/ 17 July 2006

Death toll climbs as Israeli strikes continue

Israeli strikes killed 41 people across Lebanon on Monday, including 10 civilians hit on a southern bridge, on the sixth day of a bombardment that has wreaked the heaviest destruction in Lebanon for over 20 years.

Rescuers also pulled nine bodies from the wreckage of a building in the southern city of Tyre that was bombed on Sunday, raising the death toll since Israel’s offensive began to above 200.

The fighting was triggered when Hezbollah, the guerrilla group which is backed by Syria and Iran and is part of Lebanon’s government, seized two Israeli soldiers and killed eight in a cross-border raid on northern Israel on Wednesday.

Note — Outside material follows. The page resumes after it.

PR #3136, opened 2026-06-10
Fix data race in instancegroups TestSync

08volt:
IGManagerFake.syncedNodes was appended from the controller's task queue goroutine while the test goroutine read it directly, causing 'go test -race ./pkg/instancegroups/' to fail. Guard the fake's state with a mutex and read it through a synchronized accessor.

United Nations Secretary General Kofi Annan said Security Council members would start work on a detailed agreement on deploying a multinational security force to south Lebanon.

But the United States gave only a guarded welcome to the proposal and Israel said it was too premature. “We’re at the stage where we want to be sure that Hezbollah is not deployed at our northern border,” government spokesperson Miri Eisin said.

A United Nations team sent to Lebanon to seek a solution to the fighting said it had made a promising start but that more diplomacy was needed before there could be any optimism.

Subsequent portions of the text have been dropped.